When I started running more consistently five years ago, I knew enough to rotate my shoes every 300-500 miles or 6 months. I knew the conspiracy of the shoe makers to build the shoes out of materials that break down over time. But I also didn’t want an injury. This is where you shake your fist at the shoe makers as you happily browse website pages full of bright, colorful, NEW shoes. It’s hard to be so conflicted. I love my savings but I also love running in new shoes. The only sad part is looking down at your lovely running shoes who still look normal on the outside and having to retire them because on the inside the materials are not functioning well anymore. Sigh.

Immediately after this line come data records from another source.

PR #6, opened 2021-03-25
 Adding a faithful implementation of the C# solution

tannergooding:
On my own box, C++ measures:
```
Passes: 8665, Time: 5.000000, Avg: 0.000577, Limit: 1000000, Count1: 78498, Count2: 78498, Valid: 1

davepl;8665;5.000000;1
```

This builds on @EgorBo's PR in https://github.com/davepl/Primes/pull/4 and gets the C# version to:
```
Passes: 7883, Time: 5.0001565, Avg: 0.0006342961436001523, Limit: 1000000, Count: 78498, Valid: True

tannergooding;7883;5.0001565;1
```

The key points are to elide bounds checks and more closely mirror what C++ in terms of types and code used to make it a more fair comparison. C# inherently does things C++ doesn't, like bounds checks.
If the version to version comparisons were to be equally safe (with C++ using things like `std::array` and doing bounds checking before accesses, eliding where it is statically determined to be "safe"), then C++ wouldn't have such a "clear lead" 😄

### DIFF
--- a/PrimeCSharp/solution_3/Dockerfile
+++ b/PrimeCSharp/solution_3/Dockerfile
@@ -1,0 +1,16 @@
+FROM mcr.microsoft.com/dotnet/sdk:5.0-focal AS build
+WORKDIR /source
+
+# copy csproj and restore as distinct layers
+COPY *.csproj /source
+RUN dotnet restore
+
+# copy and publish app and libraries
+COPY *.cs /source
+RUN dotnet publish -c release -o /app --no-restore
+
+# final stage/image
+FROM mcr.microsoft.com/dotnet/runtime:5.0-focal
+WORKDIR /app
+COPY --from=build /app .
+ENTRYPOINT ["/app/PrimeSieveCS"]
--- a/PrimeCSharp/solution_3/PrimeCS.cs
+++ b/PrimeCSharp/solution_3/PrimeCS.cs
@@ -137,6 +137,9 @@ namespace PrimeSieveCS
                 if (showResults)
                     Console.WriteLine();
                 Console.WriteLine($"Passes: {passes}, Time: {duration}, Avg: {duration / passes}, Limit: {sieveSize}, Count: {countPrimes()}, Valid: {validateResults()}");
+
+                Console.WriteLine();
+                Console.WriteLine($"tannergooding;{passes};{duration};1", passes, duration);
             }
 
             [MethodImpl(MethodImplOptions.AggressiveInlining)]
--- a/PrimeCSharp/solution_3/PrimeCS.cs
+++ b/PrimeCSharp/solution_3/PrimeCS.cs
@@ -1,0 +1,172 @@
+﻿// ---------------------------------------------------------------------------
+// PrimeCS.cs : Dave's Garage Prime Sieve in C#
+// ---------------------------------------------------------------------------
+
+using System;
+using System.Collections.Generic;
+using System.Diagnostics;
+using System.Runtime.CompilerServices;
+using System.Runtime.InteropServices;
+
+namespace PrimeSieveCS
+{
+    class PrimeCS
+    {
+        private static readonly Dictionary<ulong, ulong> myDict = new Dictionary<ulong, ulong>
+        {
+            [10] = 4,                 // Historical data for validating our results - the number of primes
+            [100] = 25,               // to be found under some limit, such as 168 primes under 1000
+            [1000] = 168,
+            [10000] = 1229,
+            [100000] = 9592,
+            [1000000] = 78498,
+            [10000000] = 664579,
+            [100000000] = 5761455,
+            [1000000000] = 50847534,
+            [10000000000] = 455052511,
+        };
+
+        class prime_sieve
+        {
+            private readonly ulong sieveSize;
+            private readonly byte[] rawbits;
+
+            [MethodImpl(MethodImplOptions.AggressiveOptimization)]
+            public prime_sieve(ulong n)
+            {
+                sieveSize = n;
+                rawbits = GC.AllocateUninitializedArray<byte>((int)((n / 8) + 1), pinned: true);
+                rawbits.AsSpan().Fill(0xFF);
+            }
+
+            public ulong countPrimes()
+            {
+                var sieveSize = this.sieveSize;
+                var rawbits = this.rawbits;
+
+                // hoist null check
+                _ = getrawbits(rawbits, 0);
+
+                ulong count = (sieveSize >= 2) ? 1UL : 0UL;
+                for (ulong i = 3; i < sieveSize; i+=2)
+                    if (GetBit(rawbits, i))
+                        count++;
+                return count;
+            }
+
+            private bool validateResults()
+            {
+                return myDict.TryGetValue(sieveSize, out ulong sieveResult) && (sieveResult == countPrimes());
+            }
+
+            [MethodImpl(MethodImplOptions.AggressiveInlining)]
+            private static bool GetBit(byte[] rawbits, ulong index)
+            {
+                Debug.Assert((index % 2) != 0);
+                index /= 2;
+                return (getrawbits(rawbits, index / 8U) & (1u << (int)(index % 8))) != 0;
+            }
+
+            [MethodImpl(MethodImplOptions.AggressiveInlining)]
+            private static void ClearBit(byte[] rawbits, ulong index)
+            {
+                Debug.Assert((index % 2) != 0);
+                index /= 2;
+                getrawbits(rawbits, index / 8) &= (byte)~(1u << (int)(index % 8));
+            }
+
+            // primeSieve
+            // 
+            // Calculate the primes up to the specified limit
+
+            [MethodImpl(MethodImplOptions.AggressiveOptimization)]
+            public void runSieve()
+            {
+                var sieveSize = this.sieveSize;
+                var rawbits = this.rawbits;
+
+                // hoist null check
+                _ = getrawbits(rawbits, 0);
+
+                ulong factor = 3;
+                ulong q = (ulong)Math.Sqrt(sieveSize);
+
+                while (factor <= q)
+                {
+                    for (ulong num = factor; num < sieveSize; num += 2)
+                    {
+                        if (GetBit(rawbits, num))
+                        {
+                            factor = num;
+                            break;
+                        }
+                    }
+
+                    // If marking factor 3, you wouldn't mark 6 (it's a mult of 2) so start with the 3rd instance of this factor's multiple.
+                    // We can then step by factor * 2 because every second one is going to be even by definition
+
+                    for (ulong num = factor * factor; num < sieveSize; num += factor * 2)
+                        ClearBit(rawbits, num);
+
+                    factor += 2;
+                }
+            }
+
+            public void printResults(bool showResults, double duration, ulong passes)
+            {
+                var sieveSize = this.sieveSize;
+                var rawbits = this.rawbits;
+
+                // hoist null check
+                _ = getrawbits(rawbits, 0);
+
+                if (showResults)
+                    Console.Write("2, ");
+
+                ulong count = (sieveSize >= 2) ? 1UL : 0UL;
+                for (ulong num = 3; num <= sieveSize; num += 2)
+                {
+                    if (GetBit(rawbits, num))
+                    {
+                        if (showResults)
+                            Console.Write(num + ", ");
+                        count++;
+                    }
+                }
+
+                if (showResults)
+                    Console.WriteLine();
+                Console.WriteLine($"Passes: {passes}, Time: {duration}, Avg: {duration / passes}, Limit: {sieveSize}, Count: {countPrimes()}, Valid: {validateResults()}");
+            }
+
+            [MethodImpl(MethodImplOptions.AggressiveInlining)]
+            private static ref byte getrawbits(byte[] rawbits, ulong index)
+            {
+                return ref Unsafe.Add(ref MemoryMarshal.GetArrayDataReference(rawbits), (nint)index);
+            }
+        }
+
+        static void Main(string[] args)
+        {
+            const ulong SieveSize = 1000000;
+            const long MillisecondsPerSecond = 1000;
+            const long MicrosecondsPerSecond = 1000000;
+
+            ulong passes = 0;
+            prime_sieve sieve = null;
+
+            var stopwatch = Stopwatch.StartNew();
+
+            while (stopwatch.ElapsedMilliseconds < (5 * MillisecondsPerSecond))
+            {
+                sieve = new prime_sieve(SieveSize);
+                sieve.runSieve();
+                passes++;
+            }
+            stopwatch.Stop();
+
+            if (sieve != null)
+                sieve.printResults(false, (stopwatch.Elapsed.TotalSeconds * MicrosecondsPerSecond) / SieveSize, passes);
+        }
+    }
+}
--- a/PrimeCSharp/solution_3/PrimeSieveCS.csproj
+++ b/PrimeCSharp/solution_3/PrimeSieveCS.csproj
@@ -1,0 +1,8 @@
+<Project Sdk="Microsoft.NET.Sdk">
+
+  <PropertyGroup>
+    <OutputType>Exe</OutputType>
+    <TargetFramework>net5.0</TargetFramework>
+  </PropertyGroup>
+
+</Project>
--- a/PrimeCSharp/solution_3/PrimeSieveCS.sln
+++ b/PrimeCSharp/solution_3/PrimeSieveCS.sln
@@ -1,0 +1,25 @@
+﻿
+Microsoft Visual Studio Solution File, Format Version 12.00
+# Visual Studio Version 16
+VisualStudioVersion = 16.0.31112.23
+MinimumVisualStudioVersion = 10.0.40219.1
+Project("{FAE04EC0-301F-11D3-BF4B-00C04F79EFBC}") = "PrimeSieveCS", "PrimeSieveCS.csproj", "{02AF9EB8-1B7E-42E2-89A9-73674EF99E5C}"
+EndProject
+Global
+	GlobalSection(SolutionConfigurationPlatforms) = preSolution
+		Debug|Any CPU = Debug|Any CPU
+		Release|Any CPU = Release|Any CPU
+	EndGlobalSection
+	GlobalSection(ProjectConfigurationPlatforms) = postSolution
+		{02AF9EB8-1B7E-42E2-89A9-73674EF99E5C}.Debug|Any CPU.ActiveCfg = Debug|Any CPU
+		{02AF9EB8-1B7E-42E2-89A9-73674EF99E5C}.Debug|Any CPU.Build.0 = Debug|Any CPU
+		{02AF9EB8-1B7E-42E2-89A9-73674EF99E5C}.Release|Any CPU.ActiveCfg = Release|Any CPU
+		{02AF9EB8-1B7E-42E2-89A9-73674EF99E5C}.Release|Any CPU.Build.0 = Release|Any CPU
+	EndGlobalSection
+	GlobalSection(SolutionProperties) = preSolution
+		HideSolutionNode = FALSE
+	EndGlobalSection
+	GlobalSection(ExtensibilityGlobals) = postSolution
+		SolutionGuid = {8BF73573-411C-4401-B939-7841524DED02}
+	EndGlobalSection
+EndGlobal
--- a/PrimeCSharp/solution_3/README.md
+++ b/PrimeCSharp/solution_3/README.md
@@ -9,4 +9,8 @@
 
 ## Output
 
-Passes: 7877, Time: 5.0005804, Avg: 0.0006348331090516694, Limit: 1000000, Count: 78498, Valid: True
+```
+Passes: 7883, Time: 5.0001565, Avg: 0.0006342961436001523, Limit: 1000000, Count: 78498, Valid: True
+
+tannergooding;7883;5.0001565;1
+```
--- a/PrimeCSharp/solution_3/README.md
+++ b/PrimeCSharp/solution_3/README.md
@@ -1,0 +1,12 @@
+# C# solution by tannergooding
+
+![Category](https://img.shields.io/badge/Category-faithful-green)
+
+## Run instructions
+
+1. Get the latest version of .NET 5 or later: https://dotnet.microsoft.com/download
+2. From the solution root, run `dotnet run -c Release`
+
+## Output
+
+Passes: 7877, Time: 5.0005804, Avg: 0.0006348331090516694, Limit: 1000000, Count: 78498, Valid: True


tannergooding:
There are likely other wins possible, such as adding `SkipLocalsInit`, avoiding allocating the `Dictionary` (since its effectively a constant) using `module initializers`, caching the array instance into a local before the loop to avoid reading it from the class over and over, etc

I've not done these yet as they are a bit more esoteric and only bring the C# numbers up to about 13000-13500. There may also be some wins possible by ensuring the method is "hot" ("tier 1") or by using aggressive optimization.

PrimeSieveCS/PrimeCS.cs
```diff
@@ -13,56 +15,59 @@ class PrimeCS
...
-            private bool GetBit(int index)
+            [MethodImpl(MethodImplOptions.AggressiveInlining)]
+            private bool GetBit(uint index)
             {
-                if (index % 2 == 0)
+                if ((index & 1) == 0) // index % 2
                     return false;
-                return bitArray[index / 2];
+                index /= 2;
+                return (getrawbits(index / 8U) & (1u << (int)(index % 8))) != 0;
```
ptasev: Would it be faster to change `(index % 8)` to `(index & 7)`?

saucecontrol: Nope: https://sharplab.io/#v2:EYLgxg9gTgpgtADwGwBYA0AXEBDAzgWwB8ABAJgEYBYAKGIGYACMhgYQYG8aHunGBXAJYA7DAwCyACkEiGwgCYwEASg5ce64gHYGE+YoYB6BgA4AqioBkO8nwYAeOzuEYluoQoQMApCaVKA3GrcAL40wUA==

ptasev: Hmm, based on that, I guess this change is unnecessary too on line 55:
                if (index % 2 == 0)
                if ((index & 1) == 0) // index % 2

https://sharplab.io/#v2:EYLgxg9gTgpgtADwGwBYA0AXEBDAzgWwB8ABAJgEYBYAKGIGYACMhgYQYG8aHunGBXAJYA7DAwCyACkEiGwgCYwEASg5ce64gHYGE+YoYB6BgA4AqioBkO8nwYAeOzuEYluoQoQMApCaVKA3GrcAL5BvAzSomKkUs6y7ooqnNTqGtpuHoYm5gxWEjb2jm4uGfpWmn6BKTyh1dz0DMAQEAA24nSxMnrKYcmpPAIAZk4Jnj6kDAC8kwwADEph/fXag9gtuDBVSwyLPFoMGFB8m2G1GoxNreIonaLdC3Wqj+pDOqWeVuQq03MP22kMVbrE7PHi7ZYHI4g9S1YJAA===

tannergooding: Yes, it should actually be unnecessary with the switch to use `uint` (which matches what C++ uses: `unsigned int`)

davepl:
So the index & 1 made no difference on my machine.  Neither did .Net Core 5.

The (int)((uint)index / 2) was worth something though, going from 2660 to 3000.  That's the only one that seemed to help though!

tannergooding:
> So the index & 1 made no difference on my machine. Neither did .Net Core 5.

This may have to do with exact machine setup. I tested on an AMD Ryzen 5950X and validated the changes I made improved the disassembly and were measurable via AMD uProf.

Most of the changes can also be observed in isolation via SharpLab. For example the following compares the differences between the baseline and this PR for `countPrimes`: https://sharplab.io/#v2:EYLgxg9gTgpgtADwGwBYA0AXEBDAzgWwB8ABABgAJiBGAOgGEIAbRmMDASwgDtcBuAWABQZSrQBKAVy4d8MehHwAHdiygBlGFABu7MDD5CR1GpOntZNAJLTNERRu279AwYYBM5RVHMwA+rnYYLRghAG8hckjPby1sDBhydmlyAKCYNXYALwSAXnJSFyjo9lj48mAAT3iAbQBdcihsAHdgdgxccjyuCWZCqK8SuISAITaAQShGivLxyewKlwio4gBmROTIKQwABW9ZXF9gPBgACgBKJcjwwSKipIxyTeS8gsvbgDNochP7xM783h/AA85AwAAt2LgaK0MBMpvItoD2ABqZEXG63THsd7fGFw+bVdi1dGY0lRJ4YVF9THEADsjwgiLeAF83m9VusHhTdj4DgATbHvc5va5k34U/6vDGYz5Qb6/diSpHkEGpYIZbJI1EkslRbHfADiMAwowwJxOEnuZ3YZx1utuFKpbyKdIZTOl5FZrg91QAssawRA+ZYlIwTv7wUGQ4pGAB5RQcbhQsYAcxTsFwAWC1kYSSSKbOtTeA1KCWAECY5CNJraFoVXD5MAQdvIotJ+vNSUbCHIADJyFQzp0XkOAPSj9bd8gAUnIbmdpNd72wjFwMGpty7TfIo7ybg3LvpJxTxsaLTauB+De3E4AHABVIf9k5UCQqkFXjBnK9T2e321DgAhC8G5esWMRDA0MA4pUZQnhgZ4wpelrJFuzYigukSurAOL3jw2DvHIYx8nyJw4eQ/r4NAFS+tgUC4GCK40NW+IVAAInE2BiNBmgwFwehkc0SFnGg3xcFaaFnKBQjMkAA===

Back to the present day, Phil and I had new running shoes in the plans for a while, we just had to wait for the right time to add it to the budget. I finally found room in the spreadsheet and in they went. In the meantime, I researched which shoes I wanted to switch to. In a separate post I’ll talk about my transition to a midfoot strike but needless to say I wasn’t going to jump into minimalist running shoes and wanted to instead gradually drop my heel to toe ratio. I finally went to Dick’s to try some shoes on before I made my decision.

But then I got curious about when I purchased my last pair. I quickly found Phil’s purchase last December. So he was only a few months and about 100 miles over. But I couldn’t find when I bought mine. I had to do a search through my gmail to find I bought my Asics Gel Nimbus on APRIL 11, 2011!!!!!!!!!!!! Over a year and a half on these shoes? YIKES!


You mean the plantar fasciaiitis burning through my right heel and all the other aches and pains are probably because I totally forgot when I last bought my running shoes? Rookie mistake! I shake my fist at myself now.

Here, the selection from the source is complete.